Vaccinations: Being caught-up with vaccines is a very important aspect of trying to conceive. While most of us received our vaccines during childhood, there are certain ones that may need a booster, or may not have been developed 20-something years ago. You may want to consider getting the flu shot prior to trying to conceive, and look back into your shot record and discuss other vaccination options with your doctor. Also, urge your spouse or significant other to investigate their vaccinations, as they will also be spending lots of hands-on time with their baby, as well.
Proper Diet: It is ideal to begin your pregnancy with proper nutrition. Discuss any dietary concerns with your healthcare provider, and make sure to inform them if you are currently attempting to lose weight.
Exercise: Talk to your doctor about your exercise routine, and see if they have any concerns about the type of activity you do.
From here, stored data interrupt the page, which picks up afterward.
PR #37, opened 2021-06-09
Fix define from jsonfile

fiuczy:
Using a jsonfile like this
$ cat mdev_nodedev.json
{"mdev_type": "vfio-ccw_io", "start": "manual", "attrs":[]}

and calling mdevctl to define a definition as follows causes an error.
$ mdevctl define -p 0.0.0033 --jsonfile mdev_nodedev.json
/usr/sbin/mdevctl: line 183: /etc/mdevctl.d/0.0.0033/532d626a-40bb-4cc1-a8f5-3291b42039ed: No such file or directory

This is due a missing subdirectory creation in the base directory
/etc/mdevctl.d/ before writing the config in the define jsonfile case.

### DIFF
--- a/mdevctl
+++ b/mdevctl
@@ -609,6 +609,7 @@ case "$cmd" in
                 exit 1
             fi
 
+            mkdir -p "$persist_base/$parent"
             write_config "$persist_base/$parent/$uuid"
             if [ $? -ne 0 ]; then
                 exit 1


cohuck:
I'm not sure whether we want to do another release of the bash implementation, even for such a straightforward fix...

Does this work for the Rust rewrite?

fiuczy:
The rust rewrite has this covered in write_config (at least as far as I understand rust).
Since this problem is hit immediately when using libvirts virsh nodedev-define command I guess that for backports into distros it would be much simpler to justify this fix in the bash version than a complete replacement.

jonner:
Yeah, the rust version doesn't have this bug. The question is whether we want to do another upstream release with bash or simply let downstream distributions backport the fix to the bash version.

awilliam:
The fix is trivial enough that I'm inclined to merge it and turn the crank for a final spin of the bash version, then we should get on with merging the rust version.

fiuczy:
> 
> 
> The fix is trivial enough that I'm inclined to merge it and turn the crank for a final spin of the bash version, then we should get on with merging the rust version.

Thanks, the likelihood to hit this bug using vfio-ccw is due to the parent-mediated device relationship of 1-to-1 much higher than for other mediated device types which usually have a 1-to-many relationship (e.g. vfio-ap).

PR #122, opened 2024-09-10
Improve failure message for live update

jonner:
Resolves: https://issues.redhat.com/browse/RHEL-40353


src/callouts.rs
```diff
@@ -449,7 +449,7 @@ impl<'a> Callout<'a> {
             // live is only supported when script with versioning exists
             debug!("No callout script with version support found that supports live modify");
             return Err(anyhow!(
-                "No callout script with version support found that supports live modify"
+                "Live modification is not supported for this device type. Changing configuration requires stopping and restarting the device."
```
fiuczy: This removes the hint to the user of mdevctl that a callout script needs to exist which also support the new versioning concept in order to support live modify. It needs to be pointed out that the device driver of the device also needs to support a live update/modify concept which the script can make use of. Maybe a hint to some mdevctl documentation could be of help here to keep the message short?

When reading the message the first time I misunderstood the second sentence by "configuration" being the mdevctl configuration. Maybe changing it to "Changing the device configuration requires stopping and restarting the device."

jonner: As demonstrated in the referenced JIRA bug, this error message may be passed up through libvirt and presented to a user who has no idea that anything named `mdevctl` even exists. And this user most likely cannot even do anything about the error. A system administrator will need to install callout scripts for the device if they exist. 

So I think that leaving the detailed information in the `debug!` call will be useful to people who know what they're doing and are trying to debug the issue (maybe we should upgrade it to a `warn!`?). But I think we should make the error message less technical and less confusing to end users by not referencing implementation details.

I think your wording suggestion is good.

fiuczy: I agree with you. 
Wrt `warn!` instead of `debug!`: I think that the error is enough indication to have a look into the debug logs if life modification is supposed to work for a device.

fiuczy:
```suggestion
                "Live modification is not supported for this device type. Changing the device configuration requires stopping and restarting the device."
```

fiuczy (changes requested):
You can add my RB with the suggestion applied.

fiuczy (approved):
Not sure why all for checks failed but the changes look good to me.
Reviewed-by: Boris Fiuczynski <fiuczy@linux.ibm.com>

jonner:
Must have been a temporary server failure. I just re-ran them and they all succeeded.

fiuczy:
Just saw that and was wondering how that happened.

PR #2908, opened 2024-06-03
Make the github action work with a path as input

benbridts:
### Description:
This change executes all shell commands relative to `path`, and makes sure that `git` is always working by running `git status` first. If the `path` is not a git repository, `git status` should give a clear error message about this.

When passing `path` as input before this change, trufflehog would:

- scan nothing (when not passing `head` or `base`)
- fail to run (when passing either or both)

I'm happy to close this PR and raise this as an issue of that is the preferred way to handle this.

### Checklist:

Note: `make lint` fails for me, but I have not touched any go related files. I have not investigated why this fails on my machine yet

### DIFF
--- a/action.yml
+++ b/action.yml
@@ -30,8 +30,8 @@ runs:
   using: "composite"
   steps:
   - shell: bash
+    working-directory: ${{ inputs.path }}
     env:
-      REPO_PATH: ${{ inputs.path }}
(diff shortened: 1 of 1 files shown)


ahrav (approved):
This looks great! Thanks for the enhancement, we really appreciate it.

Reproductive History: This encompasses many things such as previous pregnancies, contraception use, menstrual cycle, and previous pap smear results.You will also want to inform the doctor if you have any sexually transmitted diseases, or a previous history with vaginal infections.
Medical & Surgical History: Talk about any medical problems you have currently, or that appeared during any previous pregnancies. Also, mention any hospitalizations and/or surgeries you may have had in the past.
Going to the doctor and having an open conversation doesn’t have to be daunting, or intimidating, as long as you have a general plan as to what you’d like to discuss. Happy talking, everyone!